Download or read book Topology written by Will Chambers and published by Scientific e-Resources. This book was released on 2018-11-22 with total page 284 pages. Available in PDF, EPUB and Kindle. Book excerpt: The book's principal aim is to provide a simple, thorough survey of elementary topics in the study of collections of objects, or sets, that possess a mathematical structure. This book was written to be a readable introduction to algebraic topology with rather broad coverage of the subject. The viewpoint is quite classical in spirit, and stays well within the confines of pure algebraic topology. Topology developed as a field of study out of geometry and set theory, through analysis of concepts such as space, dimension, and transformation. Such ideas go back to Gottfried Leibniz, who in the 17th century envisioned the geometria situs and analysis situs. Leonhard Euler's Seven Bridges of Koenigsberg Problem and Polyhedron Formula are arguably the field's first theorems. The term topology was introduced by Johann Benedict Listing in the 19th century, although it was not until the first decades of the 20th century that the idea of a topological space was developed. By the middle of the 20th century, topology had become a major branch of mathematics. The motivating insight behind topology is that some geometric problems depend not on the exact shape of the objects involved, but rather on the way they are put together. For example, the square and the circle have many properties in common: they are both one dimensional objects (from a topological point of view) and both separate the plane into two parts, the part inside and the part outside.
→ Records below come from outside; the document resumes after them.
PR #22602, opened 2018-10-25
Upgrade to Jakarta Transaction API 1.3.1

tomjenkinson:
Signed-off-by: Tom Jenkinson <tom.jenkinson@redhat.com>


smillidge (approved):

smillidge:
Glassfish doesn't build now 
` Could not resolve dependencies for project org.glassfish.main.deployment:dol:glassfish-jar:5.0.1-SNAPSHOT: Could not find artifact jakarta.transaction:jakarta.transaction-api:jar:1.3.1 in central (https://repo.maven.apache.org/maven2)`

bshannon:
You're definitely going to need to use the staging profile to build.
Can we just activate that profile by default during development?
(Of course, no one will remember to deactivate it for the final release.)

romain-grecourt:
Yes, IMO we should activate it during dev cycles *only*.

Not having it enabled by default would mean that the workspace is not build-able with just a "mvn install :(

The other way would be to use -Pstaging in the CI jobs.
This would actually be worse: it could potentially allow pushing GlassFish release artifacts to Maven Central with unresolvable dependencies that are still in staging and not released to Maven Central.

Activating/Deactivating the staging repository in the pom should be a part of the release process.
Before a release we deactivate the repository to enforce that all dependencies are available strictly from Maven Central.

That will require coordinating with all projects to ensure they release before we deactivate the staging repository.

smillidge:
Perhaps just update the readme? I can raise a PR.

romain-grecourt:
OK, let's update the readme for now.

PR #22624, opened 2018-11-26
Yasson 1.0.3, jsonb api 1.0.1

bravehorsie:
Jakarta dependencies uptake.


romain-grecourt:
@bravehorsie there is some issue with org.glassfish:json:1.1.5 not being found. See my comment in pr #22625 ; I'm unsure if this is the underlying error ; however the pipeline should have failed the same way as for #22625.

romain-grecourt (approved):

PR #22646, opened 2018-11-30
Ci pipeline updates ee4j8

romain-grecourt:
Minor cleanups for the CI pipeline.
Fix for the empty trustAnchors issue.


bshannon (approved):

romain-grecourt:
@bshannon I agree this is still a work-around. The test loads a glassfish config document with java options, one of them is `<jvm-options>-Djavax.net.ssl.trustStore=${com.sun.aas.instanceRoot}/config/cacerts.jks</jvm-options>`. I tried removing this line but the issue was still occurring. Overall this test feels wrong, it's testing upgrade from v2 to v3 config with one exception that does not fail the test. The config environment for the test is incomplete and when I fix the original exception I can see a lot of other hidden issues.

Maven 3.6.0 is not required, I ended-up installing the latest version when doing my troubleshooting.

bshannon:
Are the jvm-options in the config file loaded when the config document is loaded?
I thought they were only loaded/applied by the launcher when it launched a new
jvm to run the server.

romain-grecourt:
I think so too, which explains why it still failed when I removed that line.
Instead it could be related to the one of the config upgrade services.

bshannon:
Yes, that looks like the source of the problem.

Please file a bug against GlassFish, noting the need for the workaround.
If/when someone fixes SecuritySupportImpl, the workaround can be removed.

Download or read book Homotopy Theoretic Methods in Group Cohomology written by William G. Dwyer and published by Birkhäuser. This book was released on 2012-12-06 with total page 106 pages. Available in PDF, EPUB and Kindle. Book excerpt: This book consists essentially of notes which were written for an Advanced Course on Classifying Spaces and Cohomology of Groups. The course took place at the Centre de Recerca Mathematica (CRM) in Bellaterra from May 27 to June 2, 1998 and was part of an emphasis semester on Algebraic Topology. It consisted of two parallel series of 6 lectures of 90 minutes each and was intended as an introduction to new homotopy theoretic methods in group cohomology. The first part of the book is concerned with methods of decomposing the classifying space of a finite group into pieces made of classifying spaces of appropriate subgroups. Such decompositions have been used with great success in the last 10-15 years in the homotopy theory of classifying spaces of compact Lie groups and p-compact groups in the sense of Dwyer and Wilkerson. For simplicity the emphasis here is on finite groups and on homological properties of various decompositions known as centralizer resp. normalizer resp. subgroup decomposition. A unified treatment of the various decompositions is given and the relations between them are explored. This is preceeded by a detailed discussion of basic notions such as classifying spaces, simplicial complexes and homotopy colimits.
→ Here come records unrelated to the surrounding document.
PR #22654, opened 2018-12-04
Integrate jakarta dependencies - Metro, Soteria, Interceptors-api

lukasj:
In first commit, Metro 2.4.3 and related APIs and subprojects are integrated
In second commit, Soteria 1.0.1 and related APIs are integrated + fixed forgotten updates to jakarta.annotation-api and jakarta.servlet.jsp-api
And the last commit integrates jakarta.interceptor-api

Let me know if you prefer extra PR for each update.
Thanks!

BTW: QuickLooks passed on my end for all these changes


romain-grecourt:
@lukasj fingers crossed then ;)

lukasj:
btw: I've noticed a mismatch between javax.validation-api.version in appserver/pom.xml and  javax.validation.version in nucleus/parent/pom.xml - not sure which one is correct or the comment in sources is misleading - @romain-grecourt can you check this, please?

romain-grecourt:
The property in appserver/pom.xml is only used by the javax.javaee* aggregated API artifacts. I'd say you can discard it since these artifacts should probably be re-done somewhere else.

lukasj:
@romain-grecourt do you have more tests? :-)

romain-grecourt (approved):

romain-grecourt:
@lukasj we do have more glassfish tests but they were disabled due to some earlier issues. After that we would need to run the cts tests. IMO this is good to go as-is, let me know if I should hold-off the merge.

lukasj:
I'd merge this. We may rebuild metro at some point but I believe it is already in the good enough shape and no possible changes I have in my head will affect GF

romain-grecourt:
roger that.

PR #22672, opened 2018-12-12
Add missing versions for embedded modules

vinayvishal:
If embedded profile is activated, version number to these dependencies needs to be provided.


romain-grecourt:
@vinayvishal Can you instead add these dependencies in the dependencyManagement section inside appserver/pom.xml ? Thanks.

senivam:
actually I've fixed that in PR #22673 but using dependencies management. The issue is that shoal and javax.inject dependencies changed theirs maven coordinates (and not versions), so instead of **org.shoal** the **org.glassfish.shoal** (groupId) is used and  instead of **javax.inject** the **jakarta.inject** (artifactId) is used.

PR #22686, opened 2018-12-20
Adopt Jersey 2.28-RC3

jansupol:


jansupol:
It is not possible to exclude the dependencies from whole import scope of maven. The GF bits coming from Jersey to Glassfish break the build. The cleanest way of preventing this is not to use the import scope and add the dependencies one-by-one excluding the bits causing issues in GF

jansupol:
Also breaks #22684

romain-grecourt:
@jansupol why do you need to exclude dependency management, does the jersey-bom define dependency management for GF artifacts ?

How does it build break, can you share some console output snippet ?

romain-grecourt:
Should we close the other pr (#22668) ?

jansupol:
It does not define dependency management for GF artifacts. But it transitively brings the GF dependencies. to maven upon build time. Jersey RC2 currently uses GF 5.0 bits, and it brings the GF 5.0 dependency to the build, including servlet 3.0 dependency.

To reproduce: Update version of Jersey to 2.28-RC2. Go to appserver/web/web-ha and run `mvn dependency:tree` -Pstaging

romain-grecourt:
This is very unlikely related to the import of the jersey-bom. I'll try it.

romain-grecourt (approved):
Looks good, can be merged when the pipeline passes.

PR #22688, opened 2018-12-20
move to jakarta.* in default-web.xml

lukasj:


bshannon (approved):
Who would've guessed the jar file names are here too!  :-)

Thanks for fixing!

lukasj:
@bshannon I'm only thinking whether ie jakarta.json.jar or jakarta.json.bind-api.jar (maybe few others) shouldn't be added here as well. Question for someone responsible for JSP perhaps? Do you know who to ask? In any case, I think that additions can wait to post RC2...

bshannon:
I have no idea how this list is used so I don't know what should or shouldn't be added to it.
Ask Shing Wai Chan.

lukasj:
Only limited set of jars is supposed to be used here for performance reasons, so updates are OK, additions are not

PR #22694, opened 2019-01-04
Update version to 5.1.0

jayasheelankumar:
Update version to 5.1.0


romain-grecourt:
@jayasheelankumar You'll need to update the copyright year to 2019 in the header of all these files.
@bshannon Maybe we can skip this for now and use the repair goal of the copyright plugin ?

bshannon:
If you want to use the repair goal of the copyright plugin to fix the copyright year in just the files
that are being changed here, that's fine.  Just don't use it to change *every* file in the repo.

bshannon (approved):
Everything that was changed looks correct, but I can't tell whether there are changes that were missed.

In appserver/distributions/glassfish-common/src/main/resources/README.txt, is the required minimum
JDK version still "Oracle JDK 8 Update 144"?

romain-grecourt:
The correct version for the required JDK is 8_191

jayasheelankumar:
Incorporating review comments.

PR #3155, opened 2021-03-23
boardctl: Added BOARDIOC_PM_CHANGESTATE to BOARDIOC_PM_CONTROL 

cisvanmierlo:
## Summary
Added boardctl BOARDIOC_PM_CHANGESTATE used in BOARDIOC_PM_CONTROL to change the pm state (pm_chargestate()).

## Impact
minimal, added a new boardctl to excisting interface.

## Testing
Tested on RDDRONE-BMS772, it worked.


v01d:
Sounds reasonable. I only wonder about the safety of this call, considering the following:

> Assumptions: It is assumed that interrupts are disabled when this function is called. This function is probably called from the IDLE loop… the lowest priority task in the system. Changing driver power management states may result in renewed system activity and, as a result, can suspend the IDLE thread before it completes the entire state change unless interrupts are disabled throughout the state change.


from https://nuttx.apache.org/docs/latest/components/power.html

v01d:
BTW, maybe it is worth adding checkstate() as well, which would completely expose PM system via boardctl and allow for full userspace state handling. Not sure if it is possible since maybe both calls need to happen within same critical section to work. Also, can this really work outside of IDLE loop?

v01d:
@xiaoxiang781216 I had asked a question since I was not entirely convinced about the safety of the change. It should have not been merged yet.

davids5:
Hi @v01d, since you are closer to it, should you just hit the revert button?

cisvanmierlo:
@v01d @davids5 The enter_critical_section() function is located in the pm_changestate() function.

v01d:
> @v01d @davids5 The enter_critical_section() function is located in the pm_changestate() function.

Ok, so I guess that it is safe to be called anywhere then.
I can't really see why it should need to be called from IDLE loop either.
The only issue I can imagine is an interruption between checkstate and change state .

v01d:
> Hi @v01d, since you are closer to it, should you just hit the revert button?

In this case I don't think it is necessary to revert, as it is not critical.

v01d:
@cisvanmierlo If you could provide a companion PR including checkstate support it would be appreciated.

> > @v01d @davids5 The enter_critical_section() function is located in the pm_changestate() function.
> 
> Ok, so I guess that it is safe to be called anywhere then.
> I can't really see why it should need to be called from IDLE loop either.
> The only issue I can imagine is an interruption between checkstate and change state .

Looking at, for example, nrf52_idle.c, we can see a critical section protecting the two calls to changestate as well as any PM calls. Would it be safe to use this from userspace without such a protection? I imagine it could result in some drivers changing state and not others (after first call, if some refused the change) and then an interruption is done before all drivers are reverted to previous state (using the second call). For clarification, I mean this code:

```

      /* Perform board-specific, state-dependent logic here */

      _info("newstate= %d oldstate=%d\n", newstate, oldstate);

      /* Then force the global state change */

      ret = pm_changestate(PM_IDLE_DOMAIN, newstate);
      if (ret < 0)
        {
          /* The new state change failed, revert to the preceding state */

          pm_changestate(PM_IDLE_DOMAIN, oldstate);
        }
      else
        {
          /* Save the new state */

          oldstate = newstate;
        }

...
```

cisvanmierlo:
@v01d I was planning on adding that function as well. 
For your other question, pm_chargestate() does already has a check, see https://github.com/apache/incubator-nuttx/blob/cdd111a1faec9b40b707797e00c4afae4956fb3f/drivers/power/pm_changestate.c#L238-L247.

v01d:
Mmm, then I'm not following why the two calls on changestate on most IDLE loops...

xiaoxiang781216:
> @xiaoxiang781216 I had asked a question since I was not entirely convinced about the safety of the change. It should have not been merged yet.

Oh, I was thought that you don't reject BOARDIOC_PM_CHANGESTATE, but want to expose checkstate additionally. And could be done in another PR.

PR #3160, opened 2021-03-24
riscv/esp32c3: Add standard C atomic function

donghengqaz:
## Summary

Add standard C atomic function to ESP32-C3.

### DIFF
--- a/arch/risc-v/src/esp32c3/esp32c3_std_atomic.c
+++ b/arch/risc-v/src/esp32c3/esp32c3_std_atomic.c
@@ -1,0 +1,284 @@
+/****************************************************************************
+ * arch/risc-v/src/esp32c3/esp32c3_std_atomic.c
+ *
+ * Licensed to the Apache Software Foundation (ASF) under one or more
+ * contributor license agreements.  See the NOTICE file distributed with
+ * this work for additional information regarding copyright ownership.  The
+ * ASF licenses this file to you under the Apache License, Version 2.0 (the
+ * "License"); you may not use this file except in compliance with the
+ * License.  You may obtain a copy of the License at
+ *
+ *   http://www.apache.org/licenses/LICENSE-2.0
+ *
+ * Unless required by applicable law or agreed to in writing, software
+ * distributed under the License is distributed on an "AS IS" BASIS, WITHOUT
+ * WARRANTIES OR CONDITIONS OF ANY KIND, either express or implied.  See the
+ * License for the specific language governing permissions and limitations
+ * under the License.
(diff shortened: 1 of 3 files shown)


arch/risc-v/src/esp32c3/esp32c3_std_atomic.c
```diff
@@ -0,0 +1,284 @@
...
+#define CMP_EXCHANGE(n, type)                             \
+                                                          \
+  bool __atomic_compare_exchange_ ## n (type *mem,        \
+                                        type *expect,     \
+                                        type desired,     \
+                                        int success,      \
+                                        int failure)      \
+  {                                                       \
+    bool ret = false;                                     \
+    irqstate_t irqstate = enter_critical_section();       \
```
xiaoxiang781216, line 45: it's better to use spin_lock_irqsave/spin_lock_irqrestore instead of enter_critical_section/leave_critical_section. If you don't want to scheduler inference.

donghengqaz: The C3 is not SMP, so using `open/close` interrupt is enough, beside this when closing interrupt, no passive backstage scheduler will trigger. Or Is there anything special about this ?

xiaoxiang781216: spinlock is different from the critical section even in no SMP case:

1. Can't wait inside the spinlock
2. Can wait inside the critical section

To support the wait, the critical section has much more complex logic than spinlock. All code which don't require sleep should switch to spinlock.

donghengqaz: Thanks for your explanation, I will modify this for better performance.

xiaoxiang781216 (approved):

arch/risc-v/src/esp32c3/esp32c3_std_atomic.c
davids5: > spinlock is different from the critical section even in no SMP case:
> 
> 1. Can't wait inside the spinlock
> 2. Can wait inside the critical section
> 
> To support the wait, the critical section has much more complex logic than spinlock. All code which don't require sleep should switch to spinlock.

@xiaoxiang781216 - should this be an issue also?

xiaoxiang781216: https://github.com/apache/incubator-nuttx/issues/1144 already has the similar suggestion. I will add this as a special case there.

PR #3167, opened 2021-03-24
stm32h7:SPI Fix 16 bit SPI mode

davids5:
## Summary

The STM32H7  SPI driver was not using the HW correctly. Albeit the manual is super confusing, the bottom line is this.

That a memory access  of 8, 16 and 32 bits, will write 1 byte, 2 bytes or 4 bytes to the FIFIO.

With a frame size of 16 (CFG1_DSIZE == 0xf) a 32 bit write to SPI_TXDR will place 2 16 bit values into the FIFO.

So the date sent on the wire was the correct first 16 bit  word followed by an incorrect 16 bit  word of 0x0000. This can be observed on master with an STM32H7 in the first image.

I believe the STM32F7  (and all SoC's sharing the same IP) have the same issues but that is TBD. 

## Impact

Master on STM32H7 note the 32 clocks on a 16 bit transfer.
image

After this PR on STM32H7 as expected 16 bits and 16 clock edges. 
image

## Testing

PX4 cuav_x7pro with ADIS16470

### DIFF
--- a/arch/arm/src/stm32h7/stm32_spi.c
+++ b/arch/arm/src/stm32h7/stm32_spi.c
@@ -789,6 +789,46 @@ static inline void spi_putreg8(FAR struct stm32_spidev_s *priv,
 }
 
 /****************************************************************************
+ * Name: spi_getreg16
+ *
+ * Description:
+ *   Get the contents of the SPI register at offset
+ *
+ * Input Parameters:
+ *   priv   - private SPI device structure
+ *   offset - offset to the register of interest
+ *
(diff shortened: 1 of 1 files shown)


hartmannathan:
Yes, the size of the access to the RxDR and TxDR is significant because of the SPI peripheral's Data Packing feature.

The changes LGTM, though I don't have a setup to perform a hardware test today, so I'll defer to the other reviewers.

acassis:
Everything fine!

Download or read book Handbook of Algebra written by M. Hazewinkel and published by Elsevier. This book was released on 2000-04-06 with total page 899 pages. Available in PDF, EPUB and Kindle. Book excerpt: Handbook of Algebra

Download or read book Representations and Cohomology Volume 2 Cohomology of Groups and Modules written by D. J. Benson and published by Cambridge University Press. This book was released on 1991-08-22 with total page 296 pages. Available in PDF, EPUB and Kindle. Book excerpt: A further introduction to modern developments in the representation theory of finite groups and associative algebras.